I need one to control my tv, dvd player, tivo, and receiver.... if that's possible. Any links would be appreciated.

I know I can search myself, but I figure you guys that are in the loop on this kind of product could help me pinpoint what I need a bit quicker. 

Thanks.


----------



## Nass027 (Oct 25, 2006)

Yes me too! I've seen the bad reviews lately for Harmony since they have been taken over by Logitech.Any other thoughts?


----------



## NaamanF (Jan 18, 2006)

I have a Harmony 880. I really don't have any major complaints. Well if I did it would be the method that you use to program it. You have to use their web site and download the files to be loaded into the Harmony. Other than that it works pretty good. I really only bought it so I wouldn't have to explain to my Wife how to use all the remotes. Mission accomplished.


----------



## ErinH (Feb 14, 2007)

NaamanF said:


> I really only bought it so I wouldn't have to explain to my Wife how to use all the remotes. Mission accomplished.


Exactly why I need one.


----------



## Infinity (Jun 28, 2005)

I have an RCA branded one that controls a cable box, TV, receiver, VCR, DVD player, and works on the old XBox (not the 360). It was easy to program and cost me about $20 at Meijer.


----------



## |Tch0rT| (May 7, 2005)

I have a Logitech Harmony 676 and I love it. It does everything I need it to do and more.

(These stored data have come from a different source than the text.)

PR #1155, opened 2015-03-03
cli: Allow arbitrary arguments to psql

titanous:
This makes it easier to get machine-readable results out of psql, so that it can be used in shell pipelines, etc.


lmars:
LGTM

PR #1156, opened 2015-03-04
Use less for psql paging

titanous:
`psql` uses `more` by default, most distros/people use `less`. This patch adds environment variables that configure `psql` to use `less` for paging along with some basic, sane `less` configuration defaults.


lmars:
LGTM

PR #1158, opened 2015-03-04
log aggregation: app-level logs, CLI changes and integration tests

bgentry:
**Not ready yet.**

This will be a supplement to #1107 and #1068. This PR makes changes to the `flynn log` command to retrieve the log for an entire app rather than just a single job.

This PR will be the first place we can actually run end-to-end integration tests against the entire new log aggregation system. We won't be able to make these tests pass until the 2 other PRs have been merged into the `staging-log-aggregation` branch. Most of the commits currently shown here are also included in #1107, so the actual diff should be fairly small by the time this is ready for review.

/cc @benburkert 

#### TODO

* [x] Merge #1107 
* [ ] Merge #1068 
* [x] Use SSE in new app log API
* [x] Delete anything related to old job log API
* [x] Add follow support to logaggregator API
* [x] Remove any special filtering / handling of `initLog` messages, just don't ship them around at all
* [x] Add process type filtering to logaggregator API
* [x] Add job ID filtering to logaggregator API
* [x] Don't use `0` to indicate "give me all lines", it should mean 0.
* [x] Use app ID, not app Name, when asking aggreggator for logs


bgentry:
@titanous I'm working on adding follow support right now, and I started wondering about the relationship between the `follow` and `wait` flags. If somebody specifies `follow=true` and `wait=false` together, what's the behavior for a stream where no log messages have been buffered yet? How is that different from `follow=true` with `wait=true`?

Actually, maybe I don't even fully understand how `wait` is supposed to work and why it's necessary.

titanous:
Hmm, I *hink* we can drop wait as long as follow works on a buffer that doesn't exist yet.

bgentry:
Ok. I think the behavior within the logaggregator would have to be the same in either case.. That is, it would have to initialize a buffer for the nonexistent stream in order to subscribe to it.

That could potentially lead to a leak if you're initializing buffers for lots of nonexistent streams, but the controller would prevent you from doing this to nonexistent apps. So it's only a problem if you're checking logs for large numbers of apps, and that's already a scalability issue for a single logaggregator, so nothing new there :)

titanous:
Okay, sounds good.

bgentry:
Progress, I've got some working app-level streaming logs coming in (when run w/ @benburkert's commit from #1068). Tests are still failing because of the display format, though. Here's what that currently looks like:

```
2015-03-05T22:15:33.225168Z app[8cc65d61052e4f838ced2d90fbfbc1bf]: t=2015-03-05T22:15:33+0000 lvl=info msg="registering RPC server" app=containerinit fn=containerInitApp
2015-03-05T22:15:33.225187Z app[8cc65d61052e4f838ced2d90fbfbc1bf]: t=2015-03-05T22:15:33+0000 lvl=info msg="getting stdout pipe" app=containerinit fn=containerInitApp
2015-03-05T22:15:33.225189Z app[8cc65d61052e4f838ced2d90fbfbc1bf]: t=2015-03-05T22:15:33+0000 lvl=info msg="getting stderr pipe" app=containerinit fn=containerInitApp
2015-03-05T22:15:33.225191Z app[8cc65d61052e4f838ced2d90fbfbc1bf]: t=2015-03-05T22:15:33+0000 lvl=info msg="creating stdin pipe" app=containerinit fn=containerInitApp
2015-03-05T22:15:33.225193Z app[8cc65d61052e4f838ced2d90fbfbc1bf]: t=2015-03-05T22:15:33+0000 lvl=info msg="waiting to be resumed" app=containerinit fn=containerInitApp
```

I was attempting to do heroku-like display formatting on log output. I forgot to include the process type, so it was supposed to look like:

```
2015-03-05T22:15:33.225193Z app[web.8cc65d61052e4f838ced2d90fbfbc1bf]: t=2015-03-05T22:15:33+0000 lvl=info msg="waiting to be resumed" app=containerinit fn=containerInitApp
```

Should I give up on that and just print the raw content of the message? Maybe we want to do the formatted output by default, and offer a flag to show raw output?

Or we could offer some other sort of output that includes more of the structured info coming back from the [Message struct](https://github.com/flynn/flynn/blob/log-aggregator-cli-and-integration-tests/logaggregator/client/client.go#L77-L95)

titanous:
> Maybe we want to do the formatted output by default, and offer a flag to show raw output?

That seems reasonable, however the job IDs are pretty huge. Perhaps we should just show the first N characters of the ID by default?

bgentry:
Something like:

```
2015-03-05T22:15:33.225193Z app[web.8cc65d6…]: t=2015-03-05T22:15:33+0000 lvl=info msg="waiting to be resumed" app=containerinit fn=containerInitApp
```

Or without the ellipsis:

```
2015-03-05T22:15:33.225193Z app[web.8cc65d6]: t=2015-03-05T22:15:33+0000 lvl=info msg="waiting to be resumed" app=containerinit fn=containerInitApp
```

That's using 7 chars. I'll proceed with the 7 char no-ellipsis version unless you want something else. I'll also add a `-r / --raw` flag to display raw log message output.

bgentry:
@titanous what do you want done with initLogs? Should they be collected and sent to the log aggregator? Should they be returned in a `flynn log` call by default, or does there need to be a flag & API option to include them? Which FD should they be written to?

bgentry:
I did a CI run with #1068 on top of this and all the CLISuite integration tests are passing https://ci.flynn.io/builds/20150306042139-142e1656

bgentry:
Another CI run that includes #1068: https://ci.flynn.io/builds/20150306195356-5d931e87

The only failure appears to be unrelated. :v:

bgentry:
I've finished up the filtering stuff, though I'm having trouble getting the integration tests to pass again even with #1068. AFAICT the logs aren't arriving at the aggregator anymore even w/ that commit. If I manually send some logs over telnet, I can view and filter those logs using the CLI.

bgentry:
So I believe this should be ready to go, but I can't fully test it until #1068 is ready.

It can be reviewed now, though.

logaggregator/ring/ring.go
```diff
@@ -10,10 +10,13 @@ import (
...
 // clear them; messages merely get moved out of the buffer when they are
 // replaced by new messages.
+//
+// A Buffer also offers the ability to subscribe to new incoming messages.
 type Buffer struct {
+	mu       sync.RWMutex // protects all of the following:
 	messages []*rfc5424.Message
 	start    int
-	mu       sync.RWMutex
+	subs     map[chan *rfc5424.Message]bool
```
titanous: Is the `bool` value used? If not, use `struct{}` as it is zero-width.

titanous:
Overall this looks great! Once the log sender is working, I think we could do with more integration tests covering some of the new features.

logaggregator/api.go
```diff
@@ -73,24 +124,27 @@ func NewMessageFromSyslog(m *rfc5424.Message) client.Message {
...
-	case 3:
-		return "stderr"
-	case 6:
+	switch string(m.MsgID) {
+	case "ID1":
 		return "stdout"
+	case "ID2":
+		return "stderr"
+	case "ID3":
+		return "initLog"
```
titanous: Are we sending the init log to the aggregator? I thought we decided not to.

logaggregator/ring/ring.go
bgentry: nope, I'll change that. Never used a `struct{}` in a map before, only chans :)

logaggregator/api.go
bgentry: We are not supposed to be doing that, no. Looks like I missed deleting this line when I removed the special handling of initLog stuff yesterday. Will nuke it :v:

bgentry:
Awesome. Yeah, I was thinking about some better integration testing on the filtering stuff. It's a bit tough figuring out how to write those without lots of duplication, but it will be a lot easier to try once I can again run integration tests successfully locally :)

titanous:
61b971da95c08194fd0dcbd0e07fcf271ff8904a needs a `controller: `prefix in the commit message.

logaggregator/main_test.go
```diff
@@ -81,11 +86,191 @@ func (s *LogAggregatorTestSuite) TestAggregatorBuffersMessages(c *C) {
...
+		case <-timeout:
+			c.Fatalf("timeout waiting for send on msgc")
+		}
+	}
+	select {
+	case msg := <-msgc:
+		c.Fatalf("unexpected message received: %+v", msg)
+	default:
+	}
+	cancel()
```
bgentry: I added the above ~18 lines to fix a panic I discovered when `s.agg.ReadLastNAndSubscribe()` was called with `n == -1`. This test is getting a bit out of hand now so it needs refactoring before a merge.

bgentry:
there is one CI failure that doesn't appear to be related to anything in this branch: https://ci.flynn.io/builds/20150311013347-14e09007

I'll finish up the remaining integration tests tomorrow now that those are working again, then we should be ready to merge this.

bgentry:
I cleaned up a number of test cases on the aggregator. Still probably need to add a little more integration coverage in the form of additional CLI tests.

bgentry:
OK, I've run the CI on this with #1068 and everything looks good. As soon as @benburkert merges that, we can rebase this branch and merge it as well as long as everything looks good.

bgentry:
Actually, sorry, I just went ahead and rebased this on top of #1068 so I can show some better proof of passing CI.

bgentry:
@titanous just wanted to make sure you knew this was waiting for your sign-off. We'll be working on the logaggregator replication next, but were thinking it would probably make the most sense to get this PR and the [staging-log-aggregation](https://github.com/flynn/flynn/tree/staging-log-aggregation) branch merged into master first.

titanous:
LGTM! Let's :ship: this!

I love the one button push to turn on everything and set the reciever and TV to the correct inputs. I don't mind the software once you get used to it. The only thing is until you get used to how to program it and get it to do what you want it to do it can feel fustrating or overwhelming but once you "get" how it works you're golden IMO.

Ryan


----------



## havok20222 (Sep 5, 2007)

Univeral Remote =  

The MX-810 is pretty awesome, but a bit pricey. They have a cheaper line though. They always work, not quirky like a harmony.


----------



## ErinH (Feb 14, 2007)

Any good stores to buy these from for cheap?


----------



## havok20222 (Sep 5, 2007)

bikinpunk said:


> Any good stores to buy these from for cheap?


Ebay is your best bet. Also try www.remotecentral.com as a lot of installers that post there own their own shops and offer decent deals from time to time. Kinda like here....but for remotes.


----------



## niceguy (Mar 12, 2006)

Did you guys with wives buy remotes w/LCD screens or did you just teach them how to use the different device buttons? I have a cheap RCA learning remote ($15) but the wife still doesn't like using it...thought about getting an LCD learning remote to help plus I always thought they were cool....


----------



## havok20222 (Sep 5, 2007)

niceguy said:


> Did you guys with wives buy remotes w/LCD screens or did you just teach them how to use the different device buttons? I have a cheap RCA learning remote ($15) but the wife still doesn't like using it...thought about getting an LCD learning remote to help plus I always thought they were cool....


I keep saying it, but no one seems to listen. URC MX-810. LCDs with touch screens are fancy and cool, but impractical. Hard button remotes allow you to feel where buttons are. A good logical hard button remote becomes familiar and you don't have to light up the screen and look at the remote in the middle of that movie or TV show.


----------



## birdie2000 (Jan 27, 2007)

Bought my parents a Harmony 890 last year for Christmas. Got it from J&R, still expensive, but my less than msrp, about $15 more than ebay and I knew who I was dealing with. Has been great for them, no problems whatsoever, and worth every penny in its simplicity for them. The only thing I don't like about most of the Universals I looked at at the time was that you still needed to switch between devices, and the ones with Macros were either too expensive or too difficult for my technologically-challenged parents.


----------



## havok20222 (Sep 5, 2007)

birdie2000 said:


> Bought my parents a Harmony 890 last year for Christmas. Got it from J&R, still expensive, but my less than msrp, about $15 more than ebay and I knew who I was dealing with. Has been great for them, no problems whatsoever, and worth every penny in its simplicity for them. The only thing I don't like about most of the Universals I looked at at the time was that you still needed to switch between devices, and the ones with Macros were either too expensive or too difficult for my technologically-challenged parents.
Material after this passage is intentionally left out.